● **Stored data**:
PR #236, opened 2020-10-15
(maint) Coerce URI to str before passing to sl/maplog

justinstoller:
The structured logging macro `maplog` will attempt to serialize a
URI, however we need its string representation for our logging. Coerce,
URIs to strings when closing connections due to CRL updates.


justinstoller:
I don't know why, but grokking & debugging `maplog` was one of hardest parts of this feature for me.

McdonaldSeanp (approved):

PR #86, opened 2016-09-18
Revert UUIDs

briankung:
This reinstates integer IDs across all relationships and primary keys. In order to use this schema, you would have to use: `docker-compose run app rails db:drop db:create db:schema:load`

Reading:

● **The problem**: What lines above contain the word "opened"? Return each such line.

● **Result of this exercise**:
PR #236, opened 2020-10-15
PR #86, opened 2016-09-18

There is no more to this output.